PR #3865, opened 2024-09-06
Fix comment in mutex_id_offset

Mandragorian:
We no longer store the kind inside the pthread_mutex_t, so this comment is outdated.
Sorry I didn't catch this in the original PR.


RalfJung:
Thanks!

@bors r+

PR #3866, opened 2024-09-07
Bump ui test to 0.26

oli-obk:
lots of issues fixed and various improvements

🤞 that it works this time around


tests/pass/shims/x86/intrinsics-x86-adx.rs
```diff
@@ -1,12 +1,7 @@
 // Ignore everything except x86 and x86_64
 // Any new targets that are added to CI should be ignored here.
 // (We cannot use `cfg`-based tricks here since the `target-feature` flags below only work on x86.)
-//@ignore-target-aarch64
-//@ignore-target-arm
-//@ignore-target-avr
-//@ignore-target-s390x
-//@ignore-target-thumbv7em
-//@ignore-target-wasm
+//@ignore-target: aarch64 arm avr s390x thumbv7em wasm
```
oli-obk, line 4: neat side effect of disjunctive `only` filters: disjunctive `ignore` filters

tests/ui.rs
```diff
@@ -287,49 +320,25 @@ fn main() -> Result<()> {
...
-            WithoutDependencies,
-            tmpdir.path(),
-        )?;
+        ui(Mode::Fail, "tests/native-lib/fail", &target, WithoutDependencies, tmpdir.path())?;
     }
 
     Ok(())
 }
 
 fn run_dep_mode(target: String, mut args: impl Iterator<Item = OsString>) -> Result<()> {
```
oli-obk, line 333: do we have tests for run_dep_mode?

tests/pass/shims/x86/intrinsics-x86-adx.rs
oli-obk: ah we should probably switch to `only` here: https://github.com/rust-lang/miri/pull/3492#discussion_r1575960234

RalfJung:
No AFAIK we have no CI test for "run --dep"... We should, though.

tests/ui.rs
```diff
@@ -315,8 +315,7 @@ fn main() -> Result<()> {
     Ok(())
 }
 
-fn run_dep_mode(target: String, mut args: impl Iterator<Item = OsString>) -> Result<()> {
-    let path = args.next().expect("./miri run-dep must be followed by a file name");
+fn run_dep_mode(target: String, args: impl Iterator<Item = OsString>) -> Result<()> {
```
oli-obk: `path` was `--edition` 🙃 we have started adding more flags.

This was also just a refactoring leftover, as we always added `path` right before `args` and never used `path` elsewhere

oli-obk:
uh... can someone bless the native lib tests? I don't have a linux machine

eduardosm:
There you go: [miri-bless.diff.zip](https://github.com/user-attachments/files/16922393/miri-bless.diff.zip)

RalfJung:
macOS should also work for the native lib tests.

oli-obk:
> There you go: [miri-bless.diff.zip](https://github.com/user-attachments/files/16922393/miri-bless.diff.zip)

Thanks!

> macOS should also work for the native lib tests.

I don't have a *unix* machine and don't want to figure out wsl 😆

RalfJung:
Ah, so I can ask you to test the bat file and other Windows things then when that comes up? ;)

oli-obk:
Yea, they work great modulo bat files having a prompt when cancelled with Ctrl + C

oli-obk:
Oh fun. Line ending failures I think

tests/pass/shims/x86/intrinsics-x86-adx.rs
RalfJung: For `ignore`, this is equivalent to the old form, right?

I wonder if it would be worth to make `ignore-target: x86 linux` mean "ignore targets that contain both of these substrings"... but it's probably too confusing and that seems rarely needed.

ci/ci.sh
```diff
@@ -76,6 +76,9 @@ function run_tests {
     time HYPERFINE="hyperfine -w0 -r1" ./miri bench $TARGET_FLAG
   fi
 
+  ## Test that `miri run` with dependencies works
+  ./miri run --dep tests/pass-dep/getrandom.rs
```
RalfJung, line 80:
```suggestion
  ./miri run $TARGET_FLAG --dep tests/pass-dep/getrandom.rs
```

tests/fail-dep/libc/env-set_var-data-race.rs
```diff
@@ -1,5 +1,6 @@
 //@compile-flags: -Zmiri-disable-isolation -Zmiri-preemption-rate=0
-//@ignore-target-windows: No libc env support on Windows
+// No libc env support on Windows
+//@ignore-target: windows
```
RalfJung, line 3: When grepping the repo it is quite nice to have the explanation for an `ignore` on the same line as the `ignore`... I wonder if there is any way that can be preserved? Like
```
//@ignore-target: windows # No libs env support on Windows
```
Not sure what looks better: `#` or `//` as separator here.

Cargo.toml
```diff
@@ -27,6 +27,7 @@ ctrlc = "3.2.5"
 chrono = { version = "0.4.38", default-features = false }
 chrono-tz = "0.9"
 directories = "5"
+crossbeam = "0.8.4"
```
RalfJung, line 30: Wait why do we depend directly on crossbeam now...?

tests/pass/shims/x86/intrinsics-x86-adx.rs
RalfJung: And yes this should probably be `only-target: x86 i686` now.

RalfJung:
> Oh fun. Line ending failures I think

This fails locally even when I pass `--bless`. In fact something seems quite wrong, since I am getting
```
```
when `--bless` is set.

tests/ui.rs
```diff
@@ -155,10 +189,9 @@ fn run_tests(
     // Handle command-line arguments.
     let args = ui_test::Args::test()?;
     let default_bless = env::var_os("RUSTC_BLESS").is_some_and(|v| v != "0");
```
RalfJung, line 191: This variable is now only used in an assertion. That can't be right?

Cargo.toml
oli-obk: Oh I think that was an intermediate thing before I fixed ui_test

RalfJung:
I can run the native tests with `--bless` and push that to this branch -- once `--bless` works again.

oli-obk:
I'll fix that, tho you can use `-- -- --bless` until then

oli-obk:
Yea, we need to escape `cargo test` and then escape the normal test binaries, and finally the ui_test harness eats that flag

RalfJung:
A single `--` should work then since `./miri test` already escapes `cargo test`.

RalfJung:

--- --- ---

● **Aim of the task**
All lines holding the word "fixed" must be copied from the data.

● **Task response**
lots of issues fixed and various improvements
oli-obk: Oh I think that was an intermediate thing before I fixed ui_test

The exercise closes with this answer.